PR #414, opened 2026-07-13
tls: remediate merged record-layer foundation audit findings

Jaruso:
**What changed and why**
Resolves all seven confirmed findings from the retrospective audit of the merged record-mode foundation (#393, #395, #397, #398, #404, #406), surfaced while integrating the encrypted stream (#407):

1. **One canonical handshake transport contract** — `record_transport.zig` (a record-specific contract duplicating `tls.transport.Contract`'s guarantees with no production consumer) is removed. `tls.transport.Contract`/`ContractWithOptions` is now the single contract QUIC and TCP record mode both instantiate, and gained the ability to carry a terminal fatal alert (`Event.fatal_alert`/`emitFatalAlert`).
2. **Atomic, zeroizing event sinks** — `EventSink.reset()`/`deinit()` now securely wipe the used scratch range (not just counters), every `Driver` gained a `deinit()` that wipes its sink, and byte-bearing emitters preflight capacity before copying so a rejected emit never leaves secret bytes behind.
3. **Exact-consumption parser contract** — verified `record_codec.Parser.feedOne`/`drainReady` (already added alongside #407) fully close the ambiguous-partial-consumption gap; added the one missing edge case (retrying against an already-saturated sink consumes nothing).
4. **Legal `0x0301` ClientHello compatibility** — `record_codec.parseHeader` now accepts RFC 8446 §5.1's `0x0301` compatibility version, scoped to only the very first record a server-role initial-epoch parser consumes.
5. **Validated epoch-discard state transition** — `record_epoch_bridge.Bridge.discardEpoch` rejects early/late/duplicate discards instead of silently no-op'ing; `markHandshakeComplete` requires the initial epoch to already be discarded; the record-mode byte stream clears its initial-epoch parser in lockstep with the discard event.
6. **A real client/server handshake through the record stack** — new `src/quic/record_mode_handshake_test.zig` drives the production `Tls13Backend` engine (not a scripted/fabricated backend) end-to-end through two independent `record_epoch_bridge.Bridge` instances, with independently cross-checked first-record keys, sequence numbers, epoch discards, and cleanup on success and authentication-failure paths.
7. **Independent AEAD known-answer vectors** — `record_protection` now has vectors independently computed by a separate implementation (RFC 5869/RFC 8446 §7.1 HKDF via Python's stdlib `hmac`/`hashlib`, AEAD sealing via `pycryptodome`, cross-checked against Zig's own `std.crypto.tls.hkdfExpandLabel`) for all three supported cipher suites, so a bug shared between seal and open can't hide behind a self-consistent round trip.

This remediation was required before #407 is treated as satisfying the encrypted-stream acceptance criteria, per #408's stated scope.

**Related issues**
Closes #408

**Tests**
- New tests added per finding: `src/tls/transport.zig`, `src/tls/engine.zig`, `src/quic/tls_handshake.zig`, `src/quic/connection.zig` (finding 1/2); `src/tls/record_codec.zig` (findings 3/4); `src/tls/record_epoch_bridge.zig`, `src/tls/encrypted_stream.zig` (finding 5); `src/tls/record_protection.zig` (finding 7); new `src/quic/record_mode_handshake_test.zig` (finding 6, wired into `test-quic` via `src/quic/root.zig`).
- `zig build test-tls`, `zig build test-quic`, and `zig build test` all pass.
- `zig build test-integration` was run and fails identically on `main` at the merge-base (`ce2c607`) before this branch's changes — a pre-existing sandbox/networking limitation (`error.SocketUnconnected`), not a regression from this PR.

**Security impact**
Yes — this is a TLS record-layer change. Reviewed: traffic-secret zeroization on reset/failure/overflow/teardown, atomic event emission on overflow, epoch-discard ordering (no late plaintext acceptance, no stale keys after discard), and the `0x0301` compatibility acceptance is scoped strictly to the first record of a server-role initial-epoch parser (ciphertext-mode parsers reject it unconditionally as defense in depth). Finding 7's independent AEAD vectors and finding 6's real end-to-end handshake add cryptographic-correctness coverage beyond the existing self-consistent round trips.

**Performance impact**
None. No hot-path behavior changed; additions are validation/bookkeeping in already-present control flow (event emission preflight, epoch-transition checks) plus test-only code.

**Checklist**
- [x] `zig build test-integration` run (pre-existing unrelated sandbox failure, confirmed present at the merge-base before this branch)
- [x] README / CHANGELOG updated (`CHANGELOG.md` `[Unreleased]` → Features)


src/quic/connection.zig
```diff
@@ -486,6 +486,7 @@ pub const Connection = struct {
     }
 
     fn deinitPartial(self: *Connection) void {
+        self.handshake.deinit();
```
Jaruso, line 496: **Blocking:** `Connection.handshake` is declared `undefined`, while the `errdefer conn.deinitPartial()` is installed before `installInitialSecrets()` and before the assignment to `conn.handshake`. If initial-secret installation (or another fallible operation in that window) fails, this now calls `deinit()` on undefined storage. Please initialize the handshake before any fallible operation covered by this `errdefer`, or track initialization explicitly (for example, an optional/boolean guard) and add an early-init-failure regression test.

src/tls/transport.zig
```diff
@@ -51,6 +74,11 @@ pub fn ContractWithOptions(
             discard_epoch: Epoch,
             /// The handshake authenticated and completed on this side.
             handshake_complete,
+            /// A fatal alert the transport must send before closing. Whether
+            /// and when to emit one from a handshake error is transport
+            /// policy (record mode's is #354); this variant only lets the
+            /// contract carry it once a caller decides to.
+            fatal_alert: alerts.AlertDescription,
```
Jaruso, line 81: **Blocking:** this restores the ability to *represent* a fatal alert, but not the deleted record driver's terminal-result contract. `engine.Driver.receive()` still catches a backend error and returns only that error, so record mode has no supported receive result containing both the emitted sink (including a fatal alert or preceding output) and the terminal error. That terminal-error-plus-events behavior was one of finding 1's guarantees. Please expose a canonical result such as `{ sink, terminal_error }` (either in the generic driver or a record adapter around it) and test a backend that emits terminal output/alert and then fails, verifying the caller receives both.

src/tls/record_codec.zig
```diff
@@ -188,11 +233,17 @@ pub const RecordHeader = struct {
...
     if (bytes.len != header_len) return error.TruncatedRecord;
     const content_type = parseContentType(bytes[0]) catch return error.InvalidRecordType;
     const version = std.mem.readInt(u16, bytes[1..3], .big);
-    if (version != legacy_record_version) return error.InvalidRecordVersion;
+    // The compatibility version has no meaning once records are encrypted: a
+    // ciphertext-mode parser always requires exactly 0x0303, regardless of
+    // the caller-supplied policy, so a misconfigured parser instance still
+    // fails closed rather than accepting it on the wrong record stream.
+    const version_ok = version == legacy_record_version or
+        (mode == .plaintext and version_policy == .allow_initial_client_hello_compat and version == compat_client_hello_version);
```
Jaruso: **Blocking:** this permits `0x0301` for *any* first plaintext record handled by the server's initial parser. A first `alert` or `change_cipher_spec` record with version `0x0301` passes this header check, even though #408 requires compatibility only for the initial ClientHello. At minimum include `content_type == .handshake`; more robustly, consume the compatibility allowance only after the complete first record is verified to begin with a ClientHello handshake message. Please add negative tests for a `0x0301` alert/CCS and for a non-ClientHello handshake record.

src/tls/record_epoch_bridge.zig
```diff
@@ -117,31 +128,41 @@ pub const Bridge = struct {
...
-            .initial,
-            .zero_rtt,
-            => {},
+            .zero_rtt => return error.UnsupportedRecordEpoch,
         }
     }
 
     pub fn markHandshakeComplete(self: *Bridge) Error!void {
         if (self.handshake_complete) return error.InvalidEpochTransition;
+        if (!self.initial_discarded) return error.InvalidEpochTransition;
```
Jaruso: **Blocking:** finding 5 specifically requires handshake completion to prove that prior handshake keys were released. This check only requires initial discard plus installed application keys, so `markHandshakeComplete()` succeeds while both handshake key states remain live (the new unit test currently demonstrates exactly that path). Please require `handshake_discarded` before completion, or atomically clear the handshake states as part of completion, and add a test that completion fails when the required handshake discard is missing.

src/tls/record_epoch_bridge.zig
```diff
@@ -117,31 +128,41 @@ pub const Bridge = struct {
...
+                if (self.handshake_discarded) return error.EpochAlreadyDiscarded;
+                if (self.read_phase != .application or self.write_phase != .application) return error.EpochDiscardTooEarly;
                 clearRead(&self.read_handshake);
                 clearWrite(&self.write_handshake);
-                self.read_handshake_discarded = true;
-                self.write_handshake_discarded = true;
+                self.handshake_discarded = true;
             },
             .application => {
+                if (self.application_discarded) return error.EpochAlreadyDiscarded;
```
Jaruso, line 151: **Blocking:** application discard still has no early-transition validation. Calling `discardEpoch(.application)` on a fresh bridge succeeds, marks the epoch permanently discarded, and resets both phases, which violates the issue's requirement to reject early application discards. Since `deinit()` already provides unconditional failure/abandonment cleanup, the orderly transition here should require a completed handshake with live application state (for example, `handshake_complete` and both phases at `.complete`) before clearing it. Please cover early and pre-completion application discard in tests.

src/quic/record_mode_handshake_test.zig
```diff
@@ -0,0 +1,419 @@
...
+        // events of its own -- it just becomes ready to receive the
+        // ClientHello), so both sides must be started before anything is
+        // pumped.
+        _ = try self.server_driver.start(dummy_params);
+        const initial = try self.client_driver.start(dummy_params);
+        try pump(&self.client_driver, &self.client_bridge, .client, &self.server_driver, &self.server_bridge, .server, initial, &self.observed);
+    }
+
+    fn deinit(self: *Harness) void {
+        self.client_bridge.deinit();
```
Jaruso, line 341: The success/failure tests claim teardown coverage, but this harness only deinitializes the bridges. The two `CoreDriver` sinks can still contain copied traffic-secret bytes from their final event batch, so this does not prove the new driver teardown guarantee end to end. Please call `client_driver.deinit()` and `server_driver.deinit()` here (with an initialization guard if needed) and assert the used scratch ranges are zero after teardown.

Jaruso (commented):
The overall direction is good and CI is green, but several parts of #408's lifecycle/security contract are not fully satisfied yet. I found five correctness blockers plus one teardown-coverage gap: unsafe QUIC partial initialization, loss of terminal-error-plus-events semantics, overly broad `0x0301` acceptance, handshake completion with live handshake keys, unvalidated early application discard, and the end-to-end harness not deinitializing its drivers. Details and concrete remediation suggestions are inline.

src/quic/connection.zig
Jaruso: Fixed in 555d85a: `conn.handshake` is now constructed before `errdefer conn.deinitPartial()` is installed, so the fallible operations in between (`installInitialSecrets`, etc.) can no longer trigger a `deinit()` on undefined storage. `Handshake.initClient`/`initServer` are plain constructors with no dependency on installed secrets, so the reorder is free. Added a regression test that forces `installInitialSecrets` to fail (too-short `original_dcid`) and confirms `Connection.init` fails cleanly.

---

src/tls/transport.zig
Jaruso: Fixed in 555d85a: added `Driver.startOutcome()`/`receiveOutcome()`, returning `{ sink, terminal_error }` instead of discarding the sink on backend failure. Kept as additive methods alongside the existing `start()`/`receive()` so QUIC's simple `try`-based happy path is unaffected. Added a test with a backend that emits a fatal alert and then fails, confirming the caller gets both the alert and the terminal error from one call.

---

src/tls/record_codec.zig
Jaruso: Fixed in 555d85a: `parseHeader`'s compat condition now also requires `content_type == .handshake`, so an alert/change_cipher_spec record with `0x0301` is rejected before the payload is even looked at. Since `parseHeader` only sees the 5-byte header, added a second check in `Parser.drain`/`drainOne` once the full record is assembled: a `0x0301`-tagged record is rejected unless its payload actually begins with the ClientHello handshake message type (`msg_type == 1`). Added negative tests for both a `0x0301` alert/CCS and a `0x0301` handshake record that isn't a ClientHello.

---

src/tls/record_epoch_bridge.zig
Jaruso: Fixed in 555d85a: `markHandshakeComplete()` now also requires `handshake_discarded`, not just `initial_discarded`. This required reordering the scripted-backend `Harness.pump` tests (in both `record_epoch_bridge.zig` and `record_mode_handshake_test.zig`) to a two-pass design: seal each handshake-epoch message in the sink's own order (so a message is sealed before its epoch's key is discarded), but defer cross-side delivery/recursion to a second pass so a bridge's own remaining local events -- notably its own `handshake_complete` -- are applied before a peer's cascading response can depend on them. Extended the existing test to assert completion still fails when only `initial` (not `handshake`) has been discarded.

---

src/tls/record_epoch_bridge.zig
Jaruso: Fixed in 555d85a: `discardEpoch(.application)` now requires `handshake_complete` and both phases at `.complete` before clearing, so it fails closed on a fresh or in-progress bridge instead of succeeding unconditionally. `deinit()` remains the unconditional abandonment/failure cleanup path, unaffected. Added a test covering early discard both before any handshake progress and after application keys are installed but before completion, plus the already-discarded case.

---

src/quic/record_mode_handshake_test.zig
Jaruso: Fixed in 555d85a: `Harness.deinit()` now also calls `client_driver.deinit()`/`server_driver.deinit()` (guarded by a `drivers_ready` flag against the pre-`run()` undefined state), and both tests capture each driver's `sink.used` before teardown and assert the scratch range is actually zeroed after.

---

src/tls/record_codec.zig
```diff
@@ -150,29 +188,43 @@ pub const Parser = struct {
...
         self.discard(record_len);
+        self.parsed_first_record = true;
+    }
+
+    /// The very first record this parser consumes may use its configured
+    /// compatibility policy; every record after that is always `.strict`,
+    /// matching the RFC 8446 SS5.1 scoping to an initial (non-post-HRR)
+    /// ClientHello.
+    fn currentVersionPolicy(self: *const Parser) VersionPolicy {
+        return if (self.parsed_first_record) .strict else self.first_record_version_policy;
```
Jaruso, line 333: **Blocking:** this still scopes compatibility to the first *record*, not to the complete initial ClientHello. RFC 8446 §5.1 permits handshake messages to be fragmented across several records and says a record containing the initial ClientHello may use `0x0301`. A fragmented ClientHello whose continuation record also uses `0x0301` is rejected here because `parsed_first_record` becomes true after fragment 1; that continuation also cannot pass `checkCompatVersionCarriesClientHello` because it does not begin with a new `msg_type` byte. Please track the initial ClientHello message across record boundaries (including a handshake header split across records), keep the compatibility window open until its declared handshake length is fully consumed, and add a multi-record `0x0301` ClientHello test. The window should then close before any post-HRR ClientHello or other plaintext message.

src/quic/record_mode_handshake_test.zig
```diff
@@ -0,0 +1,458 @@
...
+    // *and* the drivers' own event sinks. The client driver's last receive
+    // (the server's flight) copied fresh application traffic secrets into
+    // its sink, so its scratch is provably nonempty before teardown; the
+    // server driver's last receive (the client's Finished) only carried
+    // non-byte-bearing discard/complete events, so its scratch may already
+    // be empty -- the post-teardown check still holds either way.
+    const client_driver_used = h.client_driver.sink.used;
+    const server_driver_used = h.server_driver.sink.used;
+    try std.testing.expect(client_driver_used > 0);
+    h.deinit();
```
Jaruso, line 426: Non-blocking: both tests still have `defer h.deinit()` and then call `h.deinit()` explicitly here to inspect the wiped state, so teardown runs twice despite the contract/documentation saying each owner calls it exactly once. It happens to be idempotent today, but this test would mask a future non-idempotent teardown bug. Please guard the deferred cleanup (for example with a `deinitialized` boolean) or move the post-deinit assertions into a helper that performs the one teardown call.

docs/TLS_RECORD_TRANSPORT.md
```diff
@@ -1,20 +1,44 @@
...
+
+The handshake backend emits events tagged with the caller's own `Epoch` type:
+handshake bytes to send, traffic-secret installation (read/write, per epoch),
+transport-owned peer parameters, negotiated ALPN, peer certificate state,
+epoch discard, completion, and a fatal alert.
+
+Event byte slices are copied into the driver-owned `EventSink`. They remain
+valid only until the next `Driver.start` or `Driver.receive` call, both of
+which reset the sink. Resetting or deinitializing the sink securely zeroes the
+used scratch range, so a copied traffic secret does not survive past that
```
Jaruso: Suggestion: the canonical terminal-error-plus-events behavior added in the fix is not documented here, and the lifetime sentence only names `start`/`receive` even though `startOutcome`/`receiveOutcome` also reset the sink. Please document when record-mode callers must use the outcome APIs, that `terminal_error` and the emitted sink are returned together, and that all four drive methods invalidate prior event slices. This was one of finding 1's key contract guarantees.

Jaruso (commented):
I re-reviewed the updated head. The six original findings are substantively fixed and the latest CI run is green. I found one remaining interoperability blocker in the `0x0301` compatibility state machine, plus two non-blocking cleanup/documentation issues. Details are inline.

src/tls/record_codec.zig
Jaruso: Fixed in 38ec958: `Parser` now tracks `client_hello_remaining` and keeps the compatibility window open across as many records as the ClientHello's declared 3-byte length says it needs, instead of closing after the first record unconditionally. A continuation record is accepted without being re-checked against `msg_type` (it's a raw fragment, not a new message). The window still closes for good, on any record, once that accounting says the message is fully consumed. Added a multi-record fragmented-ClientHello test, and fixed two existing tests whose payloads didn't carry a real length field (harmless before, but would've been misread as declaring a multi-megabyte ClientHello under the new tracking).

---

src/quic/record_mode_handshake_test.zig
Jaruso: Fixed in 38ec958: added a `deinitialized` guard to `Harness`, so `deinit()` is now a documented no-op on a second call rather than relying on incidental idempotency in `Bridge`/`Driver`'s own teardown.

---

docs/TLS_RECORD_TRANSPORT.md
Jaruso: Fixed in 38ec958: added a "Terminal error plus events" section documenting `startOutcome`/`receiveOutcome`, when a record-mode caller needs them over `start`/`receive`, and that `{ sink, terminal_error }` are always returned together. Updated the lifetime sentence to name all four drive methods.

---

Jaruso (commented):
I re-reviewed commit `38ec958`. The teardown guard and transport-contract documentation changes are good, and CI is green. The compatibility implementation now handles ordinary multi-record ClientHello fragmentation, but two parser correctness blockers remain: it still rejects a handshake header split across records, and its new fragment accounting is mutated before sink emission succeeds, so backpressure retries can count the same record twice. Details and suggested tests are inline.

src/tls/record_codec.zig
```diff
@@ -150,29 +197,74 @@ pub const Parser = struct {
...
+    ///   begin a ClientHello (`msg_type` then a 3-byte length). If the
+    ///   record does not carry the whole declared message, the window
+    ///   stays open until a later record supplies the rest.
+    fn advanceClientHelloCompatWindow(self: *Parser, header: RecordHeader, payload: []const u8) Error!bool {
+        if (self.client_hello_remaining > 0) {
+            self.client_hello_remaining -= @min(payload.len, self.client_hello_remaining);
+            return self.client_hello_remaining > 0;
+        }
+        if (header.legacy_version != compat_client_hello_version) return false;
+        if (payload.len < handshake_header_len or payload[0] != client_hello_msg_type) return error.InvalidRecordVersion;
```
Jaruso: **Blocking:** this still rejects the handshake-header-split case called out in the prior review. TLS handshake messages may fragment at any byte boundary, so the first `0x0301` record can legally contain only `msg_type`, or `msg_type` plus one/two length bytes. Here any payload shorter than four bytes immediately returns `InvalidRecordVersion`. Please accumulate the four-byte handshake header across records before decoding the declared length, while validating the first available byte is ClientHello, and add cases splitting after 1, 2, and 3 header bytes. The compatibility window should remain open through those fragments and close only after the declared body is fully consumed.

src/tls/record_codec.zig
```diff
@@ -150,29 +197,74 @@ pub const Parser = struct {
 
     fn drain(self: *Parser, sink: anytype) Error!void {
         while (self.len >= header_len) {
-            const header = try parseHeader(self.pending[0..header_len], self.mode);
+            const header = try parseHeader(self.pending[0..header_len], self.mode, self.currentVersionPolicy());
             const record_len = header_len + header.payload_len;
             if (self.len < record_len) return;
+            const payload = self.pending[header_len..record_len];
+            const still_fragmenting = try self.advanceClientHelloCompatWindow(header, payload);
```
Jaruso: **Blocking:** `advanceClientHelloCompatWindow()` mutates `client_hello_remaining` before `sink.push()` succeeds. If `push` returns `RecordSinkOverflow`, this record stays buffered, but the compatibility state has already advanced; `drainReady()` then processes the same record again and decrements/counts it a second time (and a failed first fragment can be reinterpreted as a continuation without revalidating `msg_type`). Please make the state transition transactional—compute the next compatibility state without mutating, commit it only after `sink.push()` succeeds—and add a compatibility-fragment regression using a sink that overflows, resets, then retries the buffered record.

src/tls/record_codec.zig
Jaruso: Fixed in a5086dc: `Parser.client_hello_state` is now a tagged union (`idle` / `collecting_header` / `collecting_body`) that accumulates the 4-byte `msg_type`+length header across as many records as needed, validating `msg_type` against the first available byte, before decoding the declared length. Added tests splitting after 1, 2, and 3 header bytes.

---

src/tls/record_codec.zig
Jaruso: Fixed in a5086dc: split into a pure `nextClientHelloState(current, header, payload)` that computes the next state without mutating the parser, and `drain`/`drainOne` now only commit it to `self.client_hello_state` (and `parsed_first_record`) after `sink.push()` succeeds. A failed push (`RecordSinkOverflow`) leaves the state untouched, so `drainReady()`'s retry recomputes from the same pre-push state instead of double-counting. Added a regression using a 1-capacity sink that overflows mid-fragment, then drains and retries.

---

src/tls/engine.zig
```diff
@@ -61,6 +71,21 @@ pub fn Driver(comptime Transport: type) type {
             return &self.sink;
         }
 
+        /// Like `start`, but on backend failure returns the sink alongside the
+        /// error instead of discarding it, so a caller that needs the backend's
+        /// terminal output (e.g. a fatal alert emitted just before failing) can
+        /// still reach it.
+        pub fn startOutcome(self: *Self, params: Transport.TransportParametersType) Outcome {
```
Jaruso, line 78: **Blocking:** `startOutcome()` does not preserve the terminal outcome once the driver is already failed. A second call enters this `state != .idle` branch, overwrites the original backend failure with `InvalidHandshakeState`, and returns the old sink under the new error. That contradicts the documented guarantee that repeated outcome calls after failure return the same terminal error and sink without re-invoking the backend. It also means an invalid second start can return stale traffic-secret events from the prior call without resetting them. Please special-case `.failed` exactly as `receiveOutcome()` does, and define/reset the sink behavior for other non-idle states so stale events are never represented as output from the invalid call. Add regressions for repeated `startOutcome` after backend failure and for a second start after a successful event batch containing a secret.

src/tls/record_codec.zig
```diff
@@ -53,6 +53,100 @@ pub const InnerPlaintext = struct {
...
+/// decides whether the window closes now (the message fits, with or
+/// without trailing bytes belonging to something else) or stays open for a
+/// further `.collecting_body` record.
+fn nextClientHelloState(current: ClientHelloState, header: RecordHeader, payload: []const u8) Error!ClientHelloState {
+    var header_buf: [handshake_header_len]u8 = undefined;
+    var header_have: usize = 0;
+
+    switch (current) {
+        .idle => {
+            if (header.legacy_version != compat_client_hello_version) return .idle;
```
Jaruso: **Blocking:** compatibility tracking only begins when the *first* fragment itself uses `0x0301`. A legal initial ClientHello can be fragmented with its first record at `0x0303` and a continuation record at `0x0301`; both records contain the initial ClientHello, but this branch returns `.idle`, marks the first record complete for policy purposes, and the continuation is then rejected under `.strict`. Track the initial ClientHello message regardless of whether its first record used `0x0303` or `0x0301`, while only permitting `0x0301` while that tracked initial message remains in progress. Add mixed-version header/body fragmentation tests.

src/tls/record_codec.zig
```diff
@@ -53,6 +53,100 @@ pub const InnerPlaintext = struct {
...
+            if (payload.len == 0) return error.InvalidRecordVersion;
+        },
+        .collecting_header => |progress| {
+            header_buf = progress.buf;
+            header_have = progress.len;
+        },
+        .collecting_body => |remaining| {
```
Jaruso, line 148: **Blocking:** while collecting a fragmented ClientHello, this state machine consumes payload bytes from *any* `0x0303` plaintext record without checking `header.content_type == .handshake`. An intervening alert or CCS record is therefore treated as ClientHello header/body continuation and corrupts `client_hello_state`; RFC 8446 §5.1 forbids interleaving other record types within a fragmented handshake message. Require handshake content type for every `collecting_header`/`collecting_body` continuation and reject without committing state. Add negative cases for alert/CCS during both header and body collection.

src/tls/encrypted_stream.zig
```diff
@@ -178,6 +190,16 @@ pub const PureZigRecordStream = struct {
...
             self.outbound_ciphertext.append(record) catch |err| return self.fail(err);
         }
+        // The initial epoch's plaintext parser is only safe to keep once
+        // its keys are gone: nothing should ever arrive at that epoch
+        // again after discard, so drop any partially-buffered state along
+        // with it. Never do this for `.handshake` discard: the ciphertext
+        // parser is shared across the handshake and application epochs,
+        // and bytes already buffered there may belong to the next
+        // (application) record.
+        if (event == .discard_epoch and event.discard_epoch == .initial) {
```
Jaruso, line 256: **Blocking:** only the initial parser is cleared at discard; a partially buffered ciphertext record is silently carried across `.handshake` discard into the application-key epoch. That is precisely the stale partial-record state the issue requires the transition to clear or reject. With `feedOne`, a legitimate following application-record suffix remains in the caller/carrier buffer rather than inside `ciphertext_parser`, so the parser should be empty at this key transition. Please fail closed if it is not empty (or use per-epoch parser state), then add a regression that buffers a partial handshake-epoch record and attempts the discard. Do not reinterpret unknown pre-transition bytes under application keys.

Jaruso (commented):
I completed a full review of the entire current PR, not only the latest two fixes. The earlier findings are substantially improved and CI is green, but I found four remaining correctness/contract blockers, so I do not recommend merging this head yet. They concern outcome-driver failed-state semantics, the ClientHello compatibility state machine in two additional legal/adversarial fragmentation cases, and stale ciphertext-parser state crossing the handshake key transition. Details and concrete regression cases are inline. (GitHub does not allow the PR author to submit a formal REQUEST_CHANGES review on their own PR, so this is a blocking COMMENT review.)

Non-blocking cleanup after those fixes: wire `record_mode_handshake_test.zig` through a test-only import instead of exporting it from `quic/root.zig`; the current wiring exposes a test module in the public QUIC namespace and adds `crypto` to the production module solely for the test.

YOUR INSTRUCTIONS — Reproduce, line for line, the material, starting at its first line, and end once the line holding "changed and why**" has been output.

RESULT FOR THIS EXERCISE —
PR #414, opened 2026-07-13
tls: remediate merged record-layer foundation audit findings

Jaruso:
**What changed and why**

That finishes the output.